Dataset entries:
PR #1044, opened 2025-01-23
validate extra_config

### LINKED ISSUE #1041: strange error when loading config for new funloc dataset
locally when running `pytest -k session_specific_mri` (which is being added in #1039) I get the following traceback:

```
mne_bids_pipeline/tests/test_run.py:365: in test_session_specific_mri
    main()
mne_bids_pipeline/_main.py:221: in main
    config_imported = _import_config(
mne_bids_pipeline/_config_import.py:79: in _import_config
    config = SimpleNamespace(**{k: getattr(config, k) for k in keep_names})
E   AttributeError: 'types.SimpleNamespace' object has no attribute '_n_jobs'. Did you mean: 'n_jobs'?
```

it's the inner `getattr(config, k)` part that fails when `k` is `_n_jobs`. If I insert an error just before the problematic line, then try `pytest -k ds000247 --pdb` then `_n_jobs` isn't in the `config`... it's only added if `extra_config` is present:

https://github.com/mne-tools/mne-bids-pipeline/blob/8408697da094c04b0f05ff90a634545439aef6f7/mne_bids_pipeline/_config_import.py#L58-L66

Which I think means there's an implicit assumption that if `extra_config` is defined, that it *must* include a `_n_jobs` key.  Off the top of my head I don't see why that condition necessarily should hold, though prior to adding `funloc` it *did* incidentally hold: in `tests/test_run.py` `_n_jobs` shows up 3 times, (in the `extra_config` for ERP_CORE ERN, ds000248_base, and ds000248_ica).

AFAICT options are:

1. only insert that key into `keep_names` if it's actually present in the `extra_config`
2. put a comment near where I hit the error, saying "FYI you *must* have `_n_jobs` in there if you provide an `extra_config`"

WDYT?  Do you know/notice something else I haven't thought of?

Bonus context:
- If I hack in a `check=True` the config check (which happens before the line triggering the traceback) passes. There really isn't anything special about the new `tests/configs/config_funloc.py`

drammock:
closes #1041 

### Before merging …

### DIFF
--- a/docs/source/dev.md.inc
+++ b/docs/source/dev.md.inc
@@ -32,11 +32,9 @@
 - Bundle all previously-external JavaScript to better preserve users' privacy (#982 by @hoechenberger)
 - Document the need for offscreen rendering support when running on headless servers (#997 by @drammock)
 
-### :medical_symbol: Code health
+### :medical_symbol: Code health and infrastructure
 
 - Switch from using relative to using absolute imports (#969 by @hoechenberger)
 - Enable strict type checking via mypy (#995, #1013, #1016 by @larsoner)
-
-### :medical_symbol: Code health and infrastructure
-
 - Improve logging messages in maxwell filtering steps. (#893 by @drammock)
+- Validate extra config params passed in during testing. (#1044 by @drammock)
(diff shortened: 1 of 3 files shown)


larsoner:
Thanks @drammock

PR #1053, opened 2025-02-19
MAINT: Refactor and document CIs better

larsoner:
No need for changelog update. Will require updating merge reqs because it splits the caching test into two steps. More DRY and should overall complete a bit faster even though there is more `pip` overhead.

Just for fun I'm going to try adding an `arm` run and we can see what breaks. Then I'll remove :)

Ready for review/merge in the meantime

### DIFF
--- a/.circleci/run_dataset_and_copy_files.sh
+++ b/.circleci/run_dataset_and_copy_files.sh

▶ [The task] Exactly how many lines in the data above contain the word "traceback"? Respond with the number and nothing more.

▶ [Solution] 2